Intervention de Jean-Luc Mélenchon

Réunion du 18 juillet 2008 à 10h00
Démocratie sociale et temps de travail — Article 16

Photo de Jean-Luc MélenchonJean-Luc Mélenchon :

Je vous en donne lecture :

« Mesdames et messieurs […], vous allez légiférer sur la durée du travail. Nous, représentants des salariés, nous adressons à vous, représentants des citoyens et garants de l’ordre public et social. Mesdames et messieurs, comme vous le savez, le Technocentre a connu une série de suicides en l’espace de deux ans. Si toutes les entreprises étaient frappées de la même manière, ce serait un fléau comparable aux morts sur les routes. Avec sans doute des proportions équivalentes entre morts et blessés.

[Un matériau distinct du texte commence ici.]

Issue #2967, opened 2019-04-07
WS_Reserve() return inconsistent


nigoroll:
Ref: https://github.com/varnishcache/varnish-cache/blob/f106ed834f31f2ab5c798c56a6ca48225615dc45/bin/varnishd/cache/cache_ws.c#L242

* case a: If `WS_Reserve()` is called with `bytes > 0` and the reservation cannot be fulfilled, we return 0 with `ws->r == NULL`.
* case b: if `WS_Reserve()` is called with `bytes == 0` and there are 0 bytes available, we also return 0, yet with `ws->r == ws->e`.

`WS_Release()` asserts `ws->r != NULL` (same for `WS_ReleaseP()`)
https://github.com/varnishcache/varnish-cache/blob/master/bin/varnishd/cache/cache_ws.c#L270
so error handling should only call `WS_Release()` for case b

In varnish-cache core, there are only a few cases where we call `WS_Reserve()` with `bytes > 0` and they either get it right or assert (e.g. for the session where I think it is reasonable to assert that the session workspace is large enough), so there is no real issue here. Yet still I think we should make this consistent.

I think the most POLA way would be to always leave with `ws->r != NULL` such that calling `WS_Release()` is always the right error handling.

slimhazard:
To put this another way (since it was my bug in a VMOD that got caught): I thought it was an error to call ``WS_Release()`` after ``WS_Reserve()==0``, because in the overflow case, ``ws->r==NULL``, and ``WS_Release()`` would fail the assertion.

But in fact, ``WS_Reserve(ws, 0)==0`` can *only* happen if the workspace is right at the limit: ``ws->f==ws->e``. The 0 return is not because of overflow, but because ``ws->r`` gets set, and ``pdiff(ws->f, ws->r)==0``. Then you *have to* call ``WS_Release()`` to reset ``ws->r==NULL``.

So you better know that: ``WS_Release()`` MUST NOT be called after ``WS_Reserve(ws, bytes)`` if ``bytes != 0``, but MUST be called if ``bytes == 0``. I got POLA'd.

Dridi:
I don't think `ws->f==ws->e` is the only case where this may happen because of memory alignment, but close enough.

At the same time I don't consider this inconsistent since the purpose of reserving memory is to use what's available and in the case of a zero-length reservation it doesn't trigger my POLA as I consider it fail-safe (unless there was already an ongoing reservation).

[...]

PR #2969, opened 2019-04-08
Deprecate WS_Reserve() and replace it with WS_ReserveSize()

nigoroll:
`WS_ReserveSize()` does not leave the workspace reserved when the reservation fails, so afterwards `WS_Release()` must be called for the success case (`retval > 0`) only.

Re valid concerns from @Dridi, this does not touch the existing `WS_Reserve()` so we retain full binary compatibility until we remove `WS_Release()`.

As `WS_Release()` is marked deprecated, existing code can still be compiled unchanged by adding `-Wno-deprecated` to `CFLAGS` for the time being.

Besides the debug string, `WS_ReserveSize()` it is identical to `WS_Reserve()` except for
```
        assert(bytes > 0);
```

Follow-up #2967

Additional notes: I chose this approach over macro-wrapping `WS_Release()` because that would only work for a literal `bytes = 0` argument

### DIFF
--- a/bin/varnishd/cache/cache_session.c
+++ b/bin/varnishd/cache/cache_session.c
@@ -112,7 +112,7 @@ ses_reserve_attr(struct sess *sp, enum sess_attr a, void **dst, int sz)
 	assert(a < SA_LAST);
 	assert(sz >= 0);
 	AN(dst);
-	o = WS_Reserve(sp->ws, sz);
+	o = WS_ReserveSize(sp->ws, sz);
 	assert(o >= sz);
 	*dst = sp->ws->f;
 	o = sp->ws->f - sp->ws->s;
@@ -415,7 +415,7 @@ ses_handle(struct waited *wp, enum wait_event ev, vtim_real now)
 	case WAITER_ACTION:
 		pp = sp->pool;
 		CHECK_OBJ_NOTNULL(pp, POOL_MAGIC);
-		assert(sizeof *tp <= WS_Reserve(sp->ws, sizeof *tp));
+		assert(sizeof *tp <= WS_ReserveSize(sp->ws, sizeof *tp));
 		tp = (void*)sp->ws->f;
 		tp->func = xp->unwait;
 		tp->priv = sp;
@@ -453,7 +453,7 @@ SES_Wait(struct sess *sp, const struct transport *xp)
 	/*
 	 * put struct waited on the workspace
 	 */
-	if (WS_Reserve(sp->ws, sizeof(struct waited))
+	if (WS_ReserveSize(sp->ws, sizeof(struct waited))
 	    < sizeof(struct waited)) {
 		SES_Delete(sp, SC_OVERLOAD, NAN);
 		return;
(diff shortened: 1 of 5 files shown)


bin/varnishd/cache/cache_session.c
```diff
@@ -112,7 +112,7 @@ ses_reserve_attr(struct sess *sp, enum sess_attr a, void **dst, int sz)
 	assert(a < SA_LAST);
 	assert(sz >= 0);
 	AN(dst);
-	o = WS_Reserve(sp->ws, sz);
+	o = WS_ReserveSize(sp->ws, sz);
 	assert(o >= sz);
```
bsdphk: Notice the sz >= assert above, that seems unsound ?

bin/varnishd/cache/cache_session.c
```diff
@@ -415,7 +415,7 @@ ses_handle(struct waited *wp, enum wait_event ev, vtim_real now)
 	case WAITER_ACTION:
 		pp = sp->pool;
 		CHECK_OBJ_NOTNULL(pp, POOL_MAGIC);
-		assert(sizeof *tp <= WS_Reserve(sp->ws, sizeof *tp));
+		assert(sizeof *tp <= WS_ReserveSize(sp->ws, sizeof *tp));
 		tp = (void*)sp->ws->f;
```
bsdphk: So is this really the right form of assert now ?

bin/varnishd/cache/cache_ws.c
```diff
@@ -247,9 +247,34 @@ WS_ReserveAll(struct ws *ws)
...
+	ws->r = ws->f + b2;
+	DSL(DBG_WORKSPACE, 0, "WS_ReserveSize(%p, %u/%u) = %u",
+	    ws, b2, bytes, pdiff(ws->f, ws->r));
+	WS_Assert(ws);
+	return (pdiff(ws->f, ws->r));
+}
+
+/*
+ * XXX remove for 2020-03-15 release
  */
```
bsdphk: I wonder if we should define a standard tag for grep'ing this kind of comments ?  REL_20200315 maybe ?

bin/varnishd/cache/cache_session.c
nigoroll: Yes, this is not the only place where we do not yet handle allocation errors properly, but I consider this a different topic. I said in #2976

> In varnish-cache core, there are only a few cases where we call WS_Reserve() with bytes > 0 and they either get it right or assert (e.g. for the session where I think it is reasonable to assert that the session workspace is large enough)

that early in the session I think it is quite unlikely that error handling will have any net effect different to DoS

bin/varnishd/cache/cache_session.c
nigoroll: I don't understand. Do you mean we should make this `==` to assert `PAOK(sizeof(...))` ?

bin/varnishd/cache/cache_ws.c
nigoroll: Yup, will change when the other conversations are resolved.

nigoroll:
OKed during bugwash

PR #2972, opened 2019-04-11
Limit the number of concurrent pipe transactions

Dridi:
This is a first of hopefully three patch series in the pipe vicinity.

This is pretty straightforward, count and limit ongoing pipe transactions only if we `return (pipe)` from `vcl_pipe`.

### DIFF
--- a/bin/varnishd/cache/cache_req_fsm.c
+++ b/bin/varnishd/cache/cache_req_fsm.c
@@ -710,6 +710,7 @@ cnt_pipe(struct worker *wrk, struct req *req)
 			V1P_Leave();
 			break;
 		}
+		wrk->stats->pipe_limited++;
 		/* fall through */
 	case VCL_RET_FAIL:
 		req->req_step = R_STP_VCLFAIL;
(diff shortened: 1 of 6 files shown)


bin/varnishd/cache/cache_req_fsm.c
```diff
@@ -695,20 +696,25 @@ cnt_pipe(struct worker *wrk, struct req *req)
...
+			bo->req = req;
+			bo->wrk = wrk;
+			SES_Close(req->sp, VDI_Http1Pipe(req, bo));
+			nxt = REQ_FSM_DONE;
+			V1P_Leave();
+			break;
+		}
+		wrk->stats->pipe_limited++;
+		/* fall through */
+	case VCL_RET_FAIL:
```
nigoroll: why the reordering?

Dridi: To reuse the failure logic by falling through.

bsdphk:
I don't understand why the last commit is required ?

If the child restarts, the VSC's should be rebuilt ?!

Dridi:
You're right, when I first tested it I must have forgotten to restart the child when I witnessed the gauge not coming back to zero. So I will remove the last commit.

PR #2979, opened 2019-04-17
Master rushing

mbgrydeland:
This PR fixes some issues with rushing of waitinglists. The first issue is a regression, where streaming delivery rushing is not propagated fast enough, but delayed until the client delivery is finished. This regression was introduced in 5.0.

The second patch deals with the same kind of problem when inserting a hit-for-pass object. I do not know if this is a regression or not.


nigoroll:
> I do not understand why we need a master PR and two individual ones, though.

Ah sorry those were issues referenced in the PR, sorry for the noise.

bsdphk:
Looks OK to me.

PR #2980, opened 2019-04-19
Start honoring [idle_]send_timeout of h2 streams

Dridi:
I entered my garage to work on something two days ago and found my pet blocking the way. It wouldn't budge until after a good shaving.

There is a lot to review here and I tried to break it down to be as granular as possible. When I first wrote my patch I found bugs I thought I had caused but no, they were already there so instead of just fixing them I tried to reorder them in a more coherent way, and tried to also add h1 coverage.

The first problem is the use of `SO_{RCV,SND}BUF` to cover the h1 timeouts. It works on my machine (obviously) but I don't know how portable this is:

- does it work on all systems in general?
- how may each system round up buffer size?
- may the rounding up lead to test failures?

I decided to leave this to the review because I won't be available next week, and don't have time today to test the various systems we care about.

There is not really a second problem, but rather open questions that may appear in individual commit messages.

And finally, I used the modest hardware from my garage to run all the h2 test cases under load (`-j32 -n1000`) a few times without finding any problem, but this hasn't seen production traffic. I also inspected passing test results as closely as I could and this is partly how I found the bugs I fixed along the way.

Summoning @xcir and @simonvik in case they could give it a try with real traffic.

« À partir de l’enquête du cabinet d’expertise agréé par le ministère du travail et mandaté par le CHSCT, toutes catégories professionnelles confondues, la durée moyenne du travail au Technocentre peut être estimée à 44 heures environ par semaine en moyenne sur l’année, et à 48 heures par semaine en moyenne hors jours de RTT et heures de repas. 50 % des cadres (la moitié de l’effectif) fait plus de 50 heures par semaine, sans compter le travail le soir et le week-end. Pour les techniciens, 95 % des heures supplémentaires réalisées sont non déclarées.

« Mesdames et messieurs […], le travail nous dévore la vie. La résistance humaine a des limites. Elles sont atteintes. Et la loi le permet déjà aujourd’hui. Aller plus loin serait déraisonnable.

« Comment est-ce possible ?

« D’une part, par un système de servitude volontaire, “une culture du sur-engagement” liée notamment à la combinaison de la passion pour son métier, de l’ambition professionnelle et d’un système managérial “qui s’appuie sur ces leviers pour atteindre des objectifs de plus en plus ambitieux”[…].

« Ne pas “compter ses heures” est une règle non écrite. L’enfreindre, c’est s’exposer à être considéré comme un salarié “peu performant”.

« Il n’y a pas d’heures supplémentaires : il n’y a que des gens qui n’arrivent pas à faire leur travail correctement dans les temps.

« Il n’y a pas de dépassement du nombre de jours sur l’année : il n’y a que des gens qui ne prennent pas leurs congés.

« Le sentiment de ne pas y arriver est renvoyé à la responsabilité individuelle, à un sentiment de culpabilité, et dans les cas extrêmes, à la perte de l’estime de soi jusqu’au suicide.

« D’autre part, en raison de l’excès de liberté que donne déjà la loi aux employeurs, et qu’ils utilisent pleinement.

« En théorie, le dépassement de la durée légale du travail est majoré et donc pénalisé financièrement d’autant plus qu’on s’en écarte, à l’image du dépassement des limites de vitesse autorisées par le code de la route.

« Dans la réalité, au Technocentre, pour une moitié de la population, 95 % des heures supplémentaires sont non déclarées, en toute impunité. La loi, qui ne prévoit pas de mesure statistique indépendante de la durée du travail, est inopérante. Pour l’autre moitié de la population, le travail est décompté en jours, et la durée théorique maximum de 13 heures ne donne lieu à aucun contrôle indépendant. Tous les jours de congés sont capitalisés automatiquement au fur et à mesure de leur acquisition, sans majoration, sans limite maximum, sans limite de durée autre que le départ à la retraite. »

Voilà, je ne poursuis pas plus loin ma lecture ; je pense que vous pouvez entendre ce cri.